Только солдату податься некуда — не присесть ему в тенек, не побежать на речку, не раздеться. И даже ворота на одну пуговку не расстегнуть! Как есть — так и терпи!
— Ать-два! Ать-два!...
И когда все это кончится? Хоть бы тучка какая на солнышко набежала да на часок его скрыла! Но только небо, куда ни глянь, — ясное! А до вечера — как до последнего дня службы!...
— Ать-два! Ать-два!... В колонну стройсь!
Тут-то подле плаца возок остановился. И из возка того чье-то любопытное личико глянуло.
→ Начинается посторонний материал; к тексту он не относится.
PR #13, opened 2019-08-22
 fix(BRepOutput): add feature allowing other classes to archive BRep core files

panquez:


BotellaA:
If we start exporting this class, maybe it should be done for all geode input output classes

PR #20, opened 2019-08-30
build(Warning): Add pedantic warning level

BotellaA:
More warnings is always better! ;)


BotellaA:
More warnings is always better! ;)

PR #32, opened 2019-10-01
fix(Singleton): delay initialization of Singleton

BotellaA:


include/geode/basic/singleton.h
```diff
@@ -23,9 +23,11 @@
 
 #pragma once
 
+#include <memory>
```
panquez: Useful in .h ? If not, move it in the .cpp

PR #45, opened 2019-10-14
Update documentation to compile in MacOS with and without Xcode.

benjaminchauvin:


BotellaA:
Thanks a lot @benjaminchauvin for your PR !

PR #46, opened 2019-10-15
Ci/matrix

BotellaA:
Add build on ubuntu using g++ or clang++, on macOS using AppleClang or Xcode

### DIFF
--- a/.github/workflows/CI.yml
+++ b/.github/workflows/CI.yml
@@ -9,7 +9,6 @@ on:
 jobs:
   format:
     runs-on: ubuntu-18.04
-    if: github.event_name == 'push'
     
     steps:
       - uses: actions/checkout@v1
--- a/.github/workflows/CI.yml
+++ b/.github/workflows/CI.yml
@@ -23,6 +23,7 @@ jobs:
       matrix:
         cc: [gcc, clang]
         cxx: [g++, clang++]
+        config: [Debug, Release]
         exclude:
           - cc: gcc
             cxx: clang++
@@ -35,7 +36,7 @@ jobs:
       run: |
         mkdir -p build
         cd build
-        cmake -DCMAKE_BUILD_TYPE=Debug ..
+        cmake -DCMAKE_BUILD_TYPE=${{ matrix.config }} ..
         cmake --build . -- -j2
       env:
         CC: ${{ matrix.cc }}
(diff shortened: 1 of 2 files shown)


.github/workflows/CI.yml
```diff
@@ -37,26 +49,45 @@ jobs:
...
+      uses: pullreminders/slack-action@master
+      with:
+        args: '{\"channel\":\"CLJ1PS7UN\",\"text\":\"Compilation or Testing failed for OpenGeode on Ubuntu\"}'        
       
   build-mac:
     runs-on: macOS-10.14
     needs: format
+    strategy:
+      matrix:
+        cmake_args: ['-DCMAKE_BUILD_TYPE=Debug', '-G "Xcode"']
```
benjaminchauvin: Not sure that you need "" around Xcode.

.github/workflows/CI.yml
```diff
@@ -37,26 +49,45 @@ jobs:
...
     steps:
     - uses: actions/checkout@v1
     - name: Compile & Test
       run: |
         mkdir -p build
         cd build
-        cmake -DCMAKE_BUILD_TYPE=Debug ..
-        cmake --build . -- -j2
+        cmake ${{ matrix.cmake_args }} ..
+        cmake --build . --config Debug
```
benjaminchauvin: You do not need Debug when you use clang without Xcode. I presume that it does not hurt but is it possible to remove it when it is clang without Xcode (to be cleaner)?

.github/workflows/CI.yml
```diff
@@ -37,26 +49,45 @@ jobs:
...
         cd opengeode
-        ctest --output-on-failure
-      
+        ctest -C Debug --output-on-failure
```
benjaminchauvin: Same comment about the "debug".

benjaminchauvin:
There is no check in Release? It happens that it passes in debug and not in release.

.github/workflows/CI.yml
BotellaA: Yes I do. I tried without them first and it did not work

.github/workflows/CI.yml
BotellaA: I know but I did not find à clean way to do it yet... 😕

BotellaA:
No checks in release because it takes time and harder to implement. Not sure if it is really necessary. @panquez what do you think ?

benjaminchauvin:
> No checks in release because it takes time and harder to implement. Not sure if it is really necessary. @panquez what do you think ?

I do think that it is really important for a (surely more) very important reason: users will use the release version, not the debug one. Ensuring that the release works should be the priority. The debug version is just a tool for the developers. You should have both. This is just a personal opinion and I know that doing both complexifies everything (but for a good goal).

PR #54, opened 2019-10-24
add custom growable extension

### LINKED ISSUE #48: Enable backward compatibility

BotellaA:
fix #48


panquez:
LGTM but not easy to read all this PR. Maybe I do not see some mistakes. The better thing to do is to see if kcov passes through all serialize functions to see if they are all tested

BotellaA:
I will remove serialize for corners, surfaces, blocks and lines. How should we test the others ? Just à dummy test that save and load these struct ?

PR #58, opened 2019-10-29
Fix/copy vertex identifier

BotellaA:


include/geode/model/representation/builder/detail/copy.h
```diff
@@ -0,0 +1,268 @@
...
+
+namespace geode
+{
+    namespace detail
+    {
+        using Mapping = std::unordered_map< uuid, uuid >;
+
+        template < typename ModelFrom, typename ModelTo, typename Builder >
+        Mapping copy_corner_components(
+            const ModelFrom& from, const ModelTo& to, Builder& builder )
```
panquez: I think it is more readable calling "builder_to" or something like that

PR #79, opened 2019-11-25
fix(Copyright): add clear mention of modified files from RINGMesh

BotellaA:
@geologuic Are you ok with these modifications?


geologuic:
Thanks, @BotellaA. Looks good to me.

PR #87, opened 2019-12-13
perf(Facets): optimize find and add facet

BotellaA:


include/geode/mesh/core/detail/facet_storage.h
```diff
@@ -87,21 +110,21 @@ namespace geode
...
                 {
                     counter_->set_value( id, counter_->value( id ) + 1 );
                     return id;
                 }
                 const auto size = facet_indices_.size();
-                facet_indices_[vertices] = size;
+                id = size;
                 facet_attribute_manager_.resize( size + 1 );
                 vertices_->modify_value(
                     size, SetValue{ vertices.vertices() } );
```
panquez:
```suggestion
                    id, SetValue{ vertices.vertices() } );
```
Same thing in return

PR #839, opened 2020-01-02
Add a configuration option for batch size limiting

### LINKED ISSUE #205: Add a configuration option for batch size limiting
There are really two possible ways that you want to limit the size of a batch:

* Patch-specific limits. This would be used by servo/servo (that need to sync up with a worlds-apart Mercurial repo).
* Repo-wide limits. rust-lang/rust would want this for their bisect process, and @mmun would want it since their company doesn't want batching at all.

kimsaehun:
Fixes #205 

Took a while but I've implemented a 'r+ single on/off' command to have patches be batched by themselves only. However, this only occurs when patches are batched, either during bisect or when a patch is newly reviewed. I couldn't figure out how to make this apply for patches that are already in a running/waiting batch.

Additionally, I wasn't too sure whether ensuring that bisect honors the single patch option was a good idea or not. I'm thinking that it's unnecessary because if a batch fails, the singled patch will either become singled through enough bisections or will successfully merge into master without any issues. I implemented it just in case there was a case I have not thought of but please let me know if it can be removed. 

I've added a few test cases to test for the following:

- patches that are newly reviewed and singled are batched alone and not into existing waiting batches
- patches that are newly reviewed are not added to batches containing singled patches
- the bisecting process honors single patches

### DIFF
--- a/lib/database/patch.ex
+++ b/lib/database/patch.ex
@@ -21,6 +21,7 @@ defmodule BorsNG.Database.Patch do
     field :commit, :string
     field :open, :boolean, default: true
     field :priority, :integer, default: 0
+    field :is_single, :boolean, default: false
     belongs_to :author, User
     timestamps()
   end
@@ -40,7 +41,8 @@ defmodule BorsNG.Database.Patch do
       :author_id,
       :open,
       :into_branch,
-      :priority])
+      :priority,
+      :is_single])
     |> unique_constraint(:pr_xref, name: :patches_pr_xref_index)
   end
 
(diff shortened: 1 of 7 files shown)


notriddle:
Since this PR adds a new command, it should probably [go through an RFC first](https://forum.bors.tech/t/about-the-draft-rfcs-category/291). Basically, open a topic on the forum, then wait for a month for feedback.

kimsaehun:
Thanks for the heads up! I wrote one [here](https://forum.bors.tech/t/allow-patches-to-be-batched-by-themselves-only/425).

notriddle:
Rebased onto master and added the standalone `single` command.

bors r+

notriddle:
bors r+

Busted merge. Trying again.

PR #843, opened 2020-01-09
Isolate unmergeable PRs when a batch fails because of conflict

noizwaves:
## Context
In our deployment of bors, we see numerous conflicts within batches. Batches often contain PRs that are not mergeable with the target branch. These batches will sit in `:waiting` state, collecting other PRs that have been added to the merge queue. These unmergeable PRs will remain in the merge queue, creating failures in many batches and slowing the progress of mergeable PRs through the merge queue.

This problem was briefly mentioned in [this forum post](https://forum.bors.tech/t/limiting-the-scope-of-merge-failures-in-batches/421).

## Goal
We want to remove unmergeable PRs from the merge queue as soon as possible. We want to give the authors quicker feedback that they need to manually rebase their branch. Isolating unmergeable PRs to their own batches means when they do fail, they will not be bisected/retried.

## Approach
Currently bors performs a bisect in a merge conflict situation to identify the problematic PRs. We think that by using additional information (the mergeability of PRs with the target branch), we can perform more optimal identification.

## Solution
When a batch fails due to a merge conflict, we isolate any PRs that are unmergeable, and put them into their own individual batches. The goal is that these unmergeable batches will run immediately (after the current batch finishes) and fail fast. This contains the failure to only this PR, and does not affect other PRs.

We use the GitHub API to determine mergeability (using the `mergeable` field referenced [here](https://developer.github.com/v3/pulls/#response-1)).

## Example
Here is an example of the proposed solution. 

Screen Shot 2020-01-09 at 5 33 29 PM

The timeline of events
1. PRs 97, 93, 91, 90, and 89 are all added to the merge queue. 97, 92, and 89 have merge conflicts with the target branch and are unmergeable.
1. The 5 PRs enter Batch 138
1. Batch 138 fails due to a merge conflict
1. bors first determines that PRs 97, 92, and 89 are unmergeable and creates individual batches for each of them (Batch 139, Batch 140, and Batch 141)
1. then bors creates a batch containing the remaining mergeable PRs 90 and 91 (Batch 142)
1. bors runs Batch 139 and fails due to a merge conflict. This repeated for Batches 140 and 141 also.
1. bors runs Batch 142 and succeeds.

## Possible extensions
- fail unmergeable batches immediately (skip the queue by creating with state = `:failed`)?
- bump priority of unmergeable batches?
- perform best effort merging  when there are conflicts within a batch only (not with target). Instead of failing and bisecting when a conflict occurs, isolate the temporary conflict patches and proceed with remaining patches.

### DIFF
--- a/lib/github/github/friendly.ex
+++ b/lib/github/github/friendly.ex
@@ -161,7 +161,8 @@ defmodule BorsNG.GitHub.FriendlyMock do
              head_sha: sha,
              head_ref: ref,
              body: body,
-             user: @def_user}
+             user: @def_user,
+             mergeable: true}
     update_mock([:pulls], &(Map.put(&1, number, pr)))
     update_mock([:pr_commits], &(Map.put(&1, number, [])))
     update_mock([:comments], &(Map.put(&1, number, [])))
@@ -260,7 +261,8 @@ defmodule BorsNG.GitHub.FriendlyMock do
                      base_ref: base_ref,
                      head_sha: head_sha,
                      body: body,
-                     user: user}) do
+                     user: user,
+                     mergeable: mergeable}) do
     %{
     "number" => number,
     "title" => title,
@@ -281,6 +283,7 @@ defmodule BorsNG.GitHub.FriendlyMock do
     },
     "user" => user,
     "merged_at" => "some non-nul time :)",
+    "mergeable" => mergeable,
     }
   end
 
--- a/lib/github/github/pr.ex
+++ b/lib/github/github/pr.ex
@@ -12,6 +12,7 @@ defmodule BorsNG.GitHub.Pr do
     base_ref: bitstring,
     head_sha: bitstring,
     user: BorsNG.GitHub.User.t,
+    mergeable: boolean | nil,
   }
   defstruct(
     number: 0,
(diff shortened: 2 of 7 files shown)


noizwaves:
Hey there, I just wanted to give this PR a friendly little bump. If there is any other information or commentary that you'd like to help understand this PR, please don't hesitate to ask.

Thanks again! Adam

notriddle:
This is an amazingly good pull request.

bors r+

noizwaves:
@notriddle Thank you for the great feedback.

The DB mergeability flag is a great idea. We're definitely in favor of reducing API calls as well.

saifelse:
@noizwaves : Just sanity checking, before I investigate my situation further, is this feature still working the way you had intended? I'm in a situation where I have a PR that had a merge conflict with the base, but instead of failing fast, it ended up doing the bad bisect you outlined in [that forum post](https://forum.bors.tech/t/limiting-the-scope-of-merge-failures-in-batches/421).

One possibility is that GH returned `mergeable: nil` for the bad PR, but AFAICT, in my case the bad PR had a merge conflict for a while and the GH UI even showed it, so that case seems unlikely.

PR #862, opened 2020-01-31
Cut PR body in squash commits

indirect:
The bors.toml configuration option `cut_body_after` was being ignored if the option `use_squash_merge` was also set. This commit ensures that the squashed commit message will also respect the `cut_body_after` option rather than ignoring it.


indirect:
(I have tested this commit in production with both squash merges and clip body enabled, it works for me.)

PR #881, opened 2020-02-18
When retrying a merge-conflict branch, don't comment

### LINKED ISSUE #880: Bors makes repeatedly leaves the same comment on the issue
https://github.com/rust-analyzer/rust-analyzer/pull/3204#issuecomment-587442686

I think the story with this PR is as follows:

* PR is submited
* another PR is merged, which modifies `.gtihub/workflows`
* orignal PR is r+, but is not merged due to #806 
* I merge PR manually
* bors gets very talkative :D

notriddle:
In practice, on busy repositories, it's way too chatty.

Fixes #880

### DIFF
--- a/lib/worker/batcher.ex
+++ b/lib/worker/batcher.ex
@@ -867,10 +867,14 @@ defmodule BorsNG.Worker.Batcher do
 
   defp send_message(repo_conn, patches, message) do
     body = Batcher.Message.generate_message(message)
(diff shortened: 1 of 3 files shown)


matklad:
Hm, I am not sure that the original bug was because of chattines: bors made a spree of comments with very short interval between them. So to me it looked like a bug with a retry logic which fired more times than it should have

PR #886, opened 2020-02-22
Improvements to prerun_timeout stuff

pksunkara:
Fixed the bug where bors is using the prerun_timout_sec not as the total time elapsed.

Also, removed the exponential backoff, since it get very big very soon. Changed the polling to a constant 5 mins.


notriddle:
`Function Github.map_changed_status/1 does not exist.`

I think it should be `GitHub.map_changed_status` probably?

pksunkara:
Oops. Fixed it 😄

pksunkara:
@notriddle I am not sure this actually fixed it. Check this PR. https://github.com/clap-rs/clap/pull/1706. I approved before all the checks passed. But it's still not merging. Do you know what happened here? Can we try to find the logs?

PR #888, opened 2020-02-24
Default bors deployments to use SSL

swist:
There is no reason really to not use SSL these days.
If someone wants to keep legacy behaviour this is still
available via an envvar


swist:
bors try

notriddle:
My initial thought was that I didn't want to merge this as-is, but since Heroku probably does the `X-Forwarded-Proto` thing, it should be fine.

bors r+

PR #928, opened 2020-04-10
Add Co-authored-by to squash commits.

gebner:
This PR adds the `Co-authored-by:` trailers to squash commits.  Non-squash commits already have these trailers since #392.


bryangingechen:
Should this (and #392) pick up co-authors from commits which are themselves co-authored?

notriddle:
@bryangingechen We could, but it doesn't seem necessary and I'm not going to block on it. Bors squashed commits use the message in the PR body, so if you want to add more people as co-authors, you're probably best off just including their co-author names in the PR body itself.

Issue #905, opened 2020-03-11
Bors run don't Batch PRs after a failure


ahlp:
Hello,
After update the bors, there is scenarios that it runs the PR without batching them.
All the runs don't have the `single` flag setted.
![image](https://user-images.githubusercontent.com/7283826/76445869-de162100-63a4-11ea-95df-79bd5e851749.png)

After fail the batch with 4 PRs, all PRs put in the queue after that are considered single runs.

Is this the correct behavior?
I was expecting it to continue to batch the new PRs.

longtimeago:
moreover, it looks like previously available approach (`bors r-`, `bors r+`) doesn't help either - PR is added in a separate run

unicolet:
I've spent a bit of time to familiarize with bors codebase and I'm beginning to think that the issue might have been caused by this line:

https://github.com/bors-ng/bors-ng/pull/839/files#diff-2969b4549f32c43c842acc6cdd64a94aL858

notice the PR removes the `limit(1)` clause, which means the query _might_ return more than one row. I tried adding a simple `Enum.take(1)` and it seems all tests still pass. I've opened https://github.com/bors-ng/bors-ng/pull/957 as a tentative fix

unicolet:
FYI we just deployed the change and so far bors appears to be batching as it should :crossed_fingers:

PR #957, opened 2020-05-17
#905 Always return at most one batch

unicolet:
after #839 (files) it _might_ have been possible for the query to retunr more than one row. This change effectively prevents that, by ensuring we always returning the first element.  In case no rows are returned by the query the call to `Enum.take` is safe, as `Enum.take([], 0)` simply returns an empty enumerable.

Fixes: #905


unicolet:
shoot I messed up, that should teach me to do thing hastily :-(

unicolet:
@notriddle gentle poke :-) thank you

notriddle:
Sure.

bors r+

PR #986, opened 2020-07-12
The required_approvals option should require up-to-date approvals

galbash:
### Overview
This is an attempt at implementing: https://forum.bors.tech/t/the-required-approvals-option-should-require-up-to-date-approvals/471

The implementation follows the RFC: a flag called `up_to_date_approvals` is added to `bors.toml`, which defaults to `false`. When this flag is set to `true` we validate that the reviews are associated with the current commit id that BORS is running on for the patch (and not just associated with the pr in general).

We still do the regular check for any PR reviews for two reasons:
1. We want to identify rejecting reviews, even if they are not associated with the last commit
2. We want to differentiate the error message of the case where a pr doesn't have enough reviewers and the case where the reviews are not up to date (since getting the original error message when you do have enough reviewers can be quite confusing, as Github's  association between a review and a commit isn't very clear from the UI)

### Current caveats of the implementation:
1. Unlike GitHub's behavior, when a user adds a merge commit that doesn't change the code to the repository, BORS will now require re-approves (where GitHub identifies this and don't mark the reviews as stale). The reason this is not implemented is that it would require a potentially large amount of API calls to GitHub (to fetch each commit's number of files changed) and since when using the BORS workflow you don't have to do merge commits, this seems fine. Would love to hear some input on how we can implement this in a way that is more cost-effective.
2. The status messages aren't as verbose as the RFC suggested (x out of Y are stale). The reason is that it will require much more code changes, given the current structure of the `GitHub` and `reviews` files. This again felt like it wasn't cost-effective enough.
3. Currently does not require up-to-date review from code owners (i.e. if 1 reviewer is required + code owner reviews are required, a PR will be accepted in the case where the code owner review is not up to date, but an additional up-to-date review exists which is not by a code owner). I am not sure if that is aligned with GitHub's behavior, but I think we can open a separate issue to incorporate this to code owner reviews if we choose to.

### Things to note:
1. The flag is currently off by default (same as GitHub's behavior for dismissing stale PRs) but this should probably be discussed.
2. Opening this early to get some guidance on what steps on the way I missed (opening an issue, some more RFC related stuff) and to let people know I am actively working on it. Also since this is my first time opening a PR for BORS, I am assuming that I overlooked some things so please be as scrutinous as possible :) 

### Open tasks:
Opened this ASAP to mark that I am working on it and prevent duplicate work & get fast feedback. Here is a list of things left to be done (should be updated over time).
- [x] test on a BORS instance (not just UT)

### DIFF
--- a/lib/github/github.ex
+++ b/lib/github/github.ex
@@ -263,6 +263,18 @@ defmodule BorsNG.GitHub do
     labels
   end
 
+  @spec get_commit_reviews!(tconn, integer | bitstring, binary) :: map
+  def get_commit_reviews!(repo_conn, issue_xref, sha) do
+    {:ok, labels} =
+      GenServer.call(
+        BorsNG.GitHub,
+        {:get_reviews, repo_conn, {issue_xref, sha}},
+        Confex.fetch_env!(:bors, :api_github_timeout)
+      )
+
+    labels
+  end
+
   @spec get_file!(tconn, binary, binary) :: binary | nil
   def get_file!(repo_conn, branch, path) do
     {:ok, file} =
--- a/lib/github/github/reviews.ex
+++ b/lib/github/github/reviews.ex
@@ -46,4 +46,15 @@ defmodule BorsNG.GitHub.Reviews do
     )
     |> Map.put("approvers", approved_by)
   end
+
+  @spec filter_sha!([map], nil) :: [map]
+  def filter_sha!(json, nil) do
+    json
+  end
+
+  @spec filter_sha!([map], binary) :: [map]
+  def filter_sha!(json, sha) do
+    json
+    |> Enum.filter(fn %{"commit_id" => commit_id} -> commit_id == sha end)
+  end
 end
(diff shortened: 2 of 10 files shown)


notriddle:
https://community-tc.services.mozilla.com/tasks/aFebAemVR_i-Kx2d4aYZhQ/runs/0/logs/https%3A%2F%2Fcommunity-tc.services.mozilla.com%2Fapi%2Fqueue%2Fv1%2Ftask%2FaFebAemVR_i-Kx2d4aYZhQ%2Fruns%2F0%2Fartifacts%2Fpublic%2Flogs%2Flive.log looks bad.

    lib/github/github/server.ex:437:no_return
    Function do_handle_call/4 has no local return.

I'm going to venture a guess and say that you need to add `:up_to_date_reviews` to the repo type definition.

galbash:
yep will look into that 👍  will also update here once I've tested it on a real bors instance (hopefully this weekend). Would you like me to convert it to a draft in the meantime?

notriddle:
I can just wait it in here. It's fine.

galbash:
Hi @notriddle, status checks are now passing + I tested it on a real BORS instance and it seems to be working fine. Added another caveat (#3) in the PR description (not requiring up to date review from code owners currently) - let me know if that's not good enough for now.
Also if there are any other code related review comments let me know :)

PR #1002, opened 2020-08-13
Don't simply ignore unset commit statuses

### LINKED ISSUE #1001: bug: bors doesn't handle unset commit statuses
[Here's](https://github.com/cockroachdb/cockroach/blob/master/.github/bors.toml#L3-L19) the bors config we use over at https://github.com/cockroachdb/cockroach:

```toml
# List of commit statuses that must pass on the merge commit before it is
# pushed to master.
status = ["Compile Build (Cockroach)"]

# List of commit statuses that must not be failing on the PR commit when it is
# r+-ed. If it's still in progress (for e.g. if CI is still running), bors will
# construct the merge commit in parallel and simply wait for success right
# before merging.
pr_status = ["license/cla", "GitHub CI (Cockroach)"]
```

We observe this bug in bors that I think is due to racey conditions around its reliance on webhooks. If you look at https://bors.crdb.io/repositories/56/log, you'll sometimes find the following:
image

The `bors r+` attempt in question there is https://github.com/cockroachdb/cockroach/pull/50446#issuecomment-673098315. If you look right above, the author amended their commit here https://github.com/cockroachdb/cockroach/pull/50446#event-3649360208 at Aug 12, 2020, 4:37 PM EDT. The author also almost instantly `bors r+`-ed their PR at Aug 12, 2020, 4:37 PM EDT. What I would expect to happen is that bors would wait for the "GitHub CI (Cockroach)" check on the amended commit to have run. What I think happened instead is that bors looked at the commit status for the commit before it was amended, and having seen that pass the CI check successfully, then went ahead and started the merge commit process. Unfortunately that's not behavior we want, I think what happens is that the as the merge commit checks complete and come back to find that the pr status has now failed (due to the amended commit), and thus crashing bors. This also has the unfortunate side effect of silently dropping the queue built up behind the PR in question, and all the other others who have `bors r+`-ed their PRs will not see any activity. That's what we see happen with this `bors r+` attempt: https://github.com/cockroachdb/cockroach/pull/52596#issuecomment-672021571.

irfansharif:
Fixes #1001.

Previously we treated unset statuses as :ok. This, I think, is
non-intuitive as it's entirely possible for CI to be slow to set even a
pending status. If someone `bors r+`s before that's done, bors would go
ahead and create the merge commit, which is not the contract defined by
the `pr_status` config (it's supposed to enumerate the list of commit statuses
that must pass on the PR commit when it is r+-ed).

### DIFF
--- a/lib/worker/batcher.ex
+++ b/lib/worker/batcher.ex
@@ -916,29 +916,28 @@ defmodule BorsNG.Worker.Batcher do
       |> MapSet.new()
       |> MapSet.disjoint?(MapSet.new(toml.block_labels))
 
+    github_commit_statuses = GitHub.get_commit_status!(repo_conn, patch.commit)
+    pr_status_mapset = MapSet.new(toml.pr_status)
+
     no_error_status =
-      repo_conn
-      |> GitHub.get_commit_status!(patch.commit)
+      github_commit_statuses
       |> Enum.filter(fn {_, status} -> status == :error end)
       |> Enum.map(fn {context, _} -> context end)
       |> MapSet.new()
-      |> MapSet.disjoint?(MapSet.new(toml.pr_status))
+      |> MapSet.disjoint?(pr_status_mapset)
 
     no_waiting_status =
-      repo_conn
-      |> GitHub.get_commit_status!(patch.commit)
+      github_commit_statuses
       |> Enum.filter(fn {_, status} -> status == :running end)
       |> Enum.map(fn {context, _} -> context end)
       |> MapSet.new()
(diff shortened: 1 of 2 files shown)


irfansharif:
I don't actually know how to test this behavior, I couldn't get the repo running on my machine (though I could probably try a bit harder).

notriddle:
Tested at https://github.com/bors-ng-test-org/test-repo-2/pull/33 and found a bug. This seems to pretty much solve it.

irfansharif:
Thanks for the quick turnaround, @notriddle!

PR #2355, opened 2021-03-19
Convert charts positief geteste mensen

VWSCoronaDashboard8:
## Summary

Converts all line charts of positive tested people pages to `TimeSeriesChart`. In order to have all information in the tooltip a new trend type "invisible" has been added, to render additional property values in the tooltip.

With the addition of this invisible type, we are also able to replace the vaccine support multi line tooltip with a default one, so I have also done this as part of this PR.

The tooltip labels used for the differerent properties are stored in a central shared place in Lokalize between NL, VR and GM. I think this is a pattern we can use more. It allows us to have exactly the same code for each charts between the different contexts. Typically these labels will not differ. 

I think it would be good to do the same for the legend labels, but I've left this as is, since no additional text was required.

image
image
image
image


VWSCoronaDashboard1 (approved):

packages/app/src/locale/en.json
```diff
@@ -635,7 +641,7 @@
       "obtained": "obtained on {{date}}"
     },
     "barScale": {
-      "signaalwaarde": "Alert value"
+      "signaalwaarde": "__niet meer gebruikt"
```
VWSCoronaDashboard4, line 644: this won't get in lokalize, it will be ignored when importing

packages/app/src/components-styled/time-series-chart/logic/series.ts
```diff
@@ -46,6 +47,38 @@ export type AreaSeriesDefinition<T extends TimestampedValue> = {
...
+ * An invisible series config does not render any trend but the value shows up
+ * in the tooltip, in order with the rest of the items. This allows us to place
+ * any value from any metric property under or in between the others, with its
+ * own label.
+ *
+ * This can be used for example to show a total count at the bottom, or the
+ * percentage counterpart of an absolute value.
+ */
+export type InvisibleSeriesDefinition<T extends TimestampedValue> = {
+  type: 'invisible';
```
VWSCoronaDashboard4, line 60: what about naming this type `tooltip`? It's only used in the tooltip, where it will be all but invisible.

VWSCoronaDashboard4 (approved):

packages/app/src/components-styled/time-series-chart/logic/series.ts
VWSCoronaDashboard8: I have considered it, but I liked this better. I think it is a little clearer since the other trends also show up in the tooltip, and the filter in code on "isVisible" makes sense to me more then "isNotTypeTooltip" or something.

packages/app/src/locale/en.json
VWSCoronaDashboard8: Yeah it doesn't matter much. Nothing I can do about it from here.

packages/app/src/components-styled/time-series-chart/logic/series.ts
VWSCoronaDashboard8: `tooltipOnly` would be a candidate in my opinion, but still it doesn't read as nicely I think.

packages/app/src/components-styled/time-series-chart/components/tooltip/tooltip-series-list.tsx
```diff
@@ -69,48 +69,73 @@ export function TooltipSeriesList<T extends TimestampedValue>({
 
   const seriesConfig: SeriesConfig<T> = markNearestPointOnly
     ? [config[configIndex]]
-    : [...config].reverse();
+    : [...config];
```
VWSCoronaDashboard10, line 72: is the tooltip still in the right order?

packages/app/src/components-styled/time-series-chart/logic/legend.tsx
```diff
@@ -3,14 +3,14 @@ import { useMemo } from 'react';
...
-import { SeriesConfig } from './series';
+import { SeriesConfig, isVisible } from './series';
 
 export function useLegendItems<T extends TimestampedValue>(
   config: SeriesConfig<T>,
   dataOptions?: DataOptions
 ) {
   const legendItems = useMemo(() => {
-    const items = [...config].reverse().map<LegendItem>((x) => ({
+    const items = [...config].filter(isVisible).map<LegendItem>((x) => ({
```
VWSCoronaDashboard10, line 13: if you remove the `reverse` you could also drop the `[...config]` spread

VWSCoronaDashboard10 (approved):
💯

packages/app/src/components-styled/time-series-chart/components/tooltip/tooltip-series-list.tsx
VWSCoronaDashboard8: It's now in the order of the config, and the legend from left to right, which I think is the only order that makes sense . I've reversed the config of the vaccine support chart because of this, because I suspect the reverse was once put in as a quick fix to flip the content on that chart.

Чье — не углядеть, далеко шибко, да и темно в возке-то. Только глазки девичьи взблескивают.
Подле плаца всегда оживленно — детишки в траве валяются да на деревьях висят и глазеют. Инвалиды, те, что свои двадцать пять лет выслужили, стоят, на палки опершись, на маневры строевые поглядывают, судят-рядят, как надобно правильней ходить да с фузеей управляться. Бабы — те тоже частенько задерживаются, кто с корзинкой, кто с узлом. Стоят, из-под руки на солдат поглядывая, а то, бывало, сойдутся вместе — и ну шептаться да похохатывать. Все — развлечение! Бывало, лепешку али яблок наливных украдкой передадут, а то и помашут кому. И солдатам от того веселее — хоть одним глазком на баб живых да на жизнь мирную взглянуть. Не все ж на одни только рожи унтерские глядеть!
Командиры простонародью препятствий не чинят — пущай глазеют, коли охота. Солдаты от того только крепче шаг бьют, стараются да молодцами глядят. Глядишь, и командиры кого посмазливей в толпе выглядят, да после познакомятся для амурных дел.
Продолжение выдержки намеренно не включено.